Приходится сделать вывод, что ни волнующие путешествия, позволившие открыть новые земли, ни блистательные открытия в науках, ни последовавшие за ними важные изобретения не могли быть причиной резкого и устойчивого роста производительности и заработной платы в XIX веке в экономиках Западной Европы и Северной Америки, вступивших в стадию «взлета». Скорее, взрывной рост экономических знаний в XIX веке должен быть следствием возникновения совершенно нового типа экономики — системы порождения эндогенных инноваций, которые могли поддерживаться многие десятилетия, пока система продолжала работать.
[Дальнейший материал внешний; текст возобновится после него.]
PR #926, opened 2026-08-20
BACK-628 - Stop findIdentity rename fallback from publishing freshness without installing the corpus

jafigueroam94:
## Summary

Fixes a pre-existing defect flagged during the PR #899 (BACK-624) review round: `ContentStore.findIdentity`'s rename-fallback (used when a task file is renamed/deleted and no local candidate matches) loaded the full task corpus through `Core`'s publishing loader purely to resolve one task's identity, then discarded everything except that single task.

That publishing loader unconditionally advances `Core.activeBranchFingerprint` to the branch tips observed at load time. Since the fallback never installs the loaded corpus into the `ContentStore`, a later read would see the fingerprint already match the (possibly just-moved) branch tips and skip the full `store.refreshTasks()`, serving stale branch state indefinitely — until an unrelated ref or config change forced a refresh.

Trigger: deleting/renaming-away a task with no local candidate on disk (branch-fallback hydration that *does* find a candidate otherwise forces a healing refresh, so the narrow case is a task with no branch-side copy either).

## Fix

- Threaded an optional `{ publish?: boolean }` through `ContentStore`'s `taskLoader` and `loadTasksWithLoader()`.
- Threaded the same option through `Core.loadContentStoreCorpus`, defaulting to `publish: true` (unchanged behavior for the two legitimate publishing call sites: `loadCurrentContent` and `refreshTasksFromDisk`).
- The `findIdentity` fallback now calls `loadTasksWithLoader(undefined, { publish: false })`, so its throwaway load never advances `activeBranchFingerprint`.
- Extracted the duplicated `waitUntil()` test polling helper (previously only in `content-store.test.ts`) into `test-utils.ts` so it can be reused.

## Test plan

- [x] Added `"keeps serving fresh branch state after a rename fallback that never installed a corpus"` in `core-task-corpus-regressions.test.ts`, modeled on the existing ID-allocation freshness regression test. It reproduces the reviewer's exact repro: warm the corpus, move a branch tip out-of-band via a worktree, delete a local-only task with no branch-side copy (triggering the fallback), then assert a subsequent read observes the moved tip's fresh content.
- [x] Verified with `git stash` that the new test fails pre-fix (observed `"Before ref move"` instead of `"After ref move"`) and passes post-fix.
- [x] `bunx tsc --noEmit` clean.
- [x] `bun run check .` clean on touched files (pre-existing unrelated Biome findings elsewhere in the tree left untouched).
- [x] `bun run test`: 2340 pass / 6 skip / 0 fail across 243 files.

Ref: BACK-628

### DIFF
--- a/backlog/tasks/back-628 - Stop-findIdentity-rename-fallback-from-publishing-freshness-without-installing-the-corpus.md
+++ b/backlog/tasks/back-628 - Stop-findIdentity-rename-fallback-from-publishing-freshness-without-installing-the-corpus.md
@@ -7,7 +7,7 @@ status: Done
 assignee:
   - '@claude'
 created_date: '2026-08-10 06:37'
-updated_date: '2026-08-29 18:21'
+updated_date: '2026-08-29 18:32'
 labels: []
 dependencies: []
 priority: medium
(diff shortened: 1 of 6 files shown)


MrLesk:
@codex review

MrLesk:
@codex review

Alex's agent

MrLesk:
@codex review

PR #927, opened 2026-08-20
BACK-630 - Filter the web dependency picker to locally-resolvable tasks

jafigueroam94:
## Summary
- Follow-up from the BACK-623 (#898) verification round: dependency validation moved to local-only resolution, but the web dependency picker still suggested tasks from the cross-branch search corpus, so picking a branch-only task failed on save with a CLI-oriented error ("...use 'backlog browser'...") that made no sense from inside the browser.
- `DependencyInput` now gets a `suggestableTasks` prop used only for autocomplete filtering (chip display still resolves through the full `availableTasks` corpus so already-saved cross-branch dependency chips keep linking correctly). `TaskDetailsModal` fetches a local-only task list (`apiClient.fetchTasks({ crossBranch: false })`) when it opens and feeds it in, matching exactly what `validateDependencies()` accepts server-side.
- `server/index.ts` now rewrites the missing-dependency error's CLI hint into web-appropriate copy before returning it to the browser (applied to both the create-task and update-task handlers).

## Test plan
- New interactive test (`web-dependency-picker-local-only.test.tsx`): mounts `TaskDetailsModal` with a cross-branch-only task and a local task, mocks `apiClient.fetchTasks` to assert it's called with `crossBranch:false`, and confirms only the local task appears as a suggestion. Verified fail-before/pass-after via `git stash`.
- New server test (`server-dependency-error-copy.test.ts`): exercises the real HTTP API and asserts a missing-dependency error no longer contains "backlog browser". Verified fail-before/pass-after via `git stash`.
- Fixed a regression the change surfaced in an existing test (`web-task-details-modal-unsaved-navigation.test.tsx`) that needed `apiClient.fetchTasks` mocked now that the picker fetches its own suggestion list.
- `bunx tsc --noEmit`: clean.
- `bunx biome check` on touched `.ts` files: clean.
- Full suite: 2341 pass / 6 skip / 1 fail, the 1 fail (`config-commands.test.ts`) is a pre-existing, unrelated flake that reproduces identically on unmodified `main`.

BACK-630

### DIFF
--- a/backlog/tasks/back-630 - Filter-the-web-dependency-picker-to-locally-resolvable-tasks.md
+++ b/backlog/tasks/back-630 - Filter-the-web-dependency-picker-to-locally-resolvable-tasks.md
@@ -5,7 +5,7 @@ status: Done
 assignee:
   - '@claude'
 created_date: '2026-08-10 07:12'
-updated_date: '2026-08-20 22:23'
+updated_date: '2026-08-24 21:38'
 labels: []
 dependencies: []
 priority: medium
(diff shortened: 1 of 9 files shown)


MrLesk:
@codex review

MrLesk:
@codex review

Только такое структурирование этих экономик, которое способствовало внутренней креативности, прокладывая пути от этой креативности до инноваций, то есть обеспечивая то, что мы можем назвать эндогенной инновацией, могло вытолкнуть эти страны на крутую тропу устойчивого роста. Если здесь и было какое-то фундаментальное «изобретение», то оно состояло в оформлении таких экономик, которые в своих попытках создания инноваций опирались на креативность и интуицию, заключавшиеся внутри них самих. Это были первые в мире современные экономики. Их экономический динамизм превратил их в чудо современности.
Нам нет нужды на основе данных о росте производительности делать вывод о наличии (или отсутствии) динамизма, подобно тому, как физики делают вывод о существовании темной материи и темной энергии. Революция в обществах, обладающих экономиками, вступившими в стадию «взлета», распространилась далеко за пределы этого небывалого феномена — постоянного и внешне устойчивого роста. Когда увеличилось число первых предпринимателей, которые в конце концов затмили собой торговцев, и когда все больше людей стало заниматься новыми методами и продуктами, то есть внедрять их и придумывать, для все большего числа участников стал радикально меняться сам опыт труда. Повсюду — и в розничной торговле, и в текстильной промышленности, и на «Улице жестяных кастрюль» (Tin Pan Alley)15 — люди в своей массе стали заниматься придумыванием, созданием, оценкой и проверкой нового и обучением на опыте.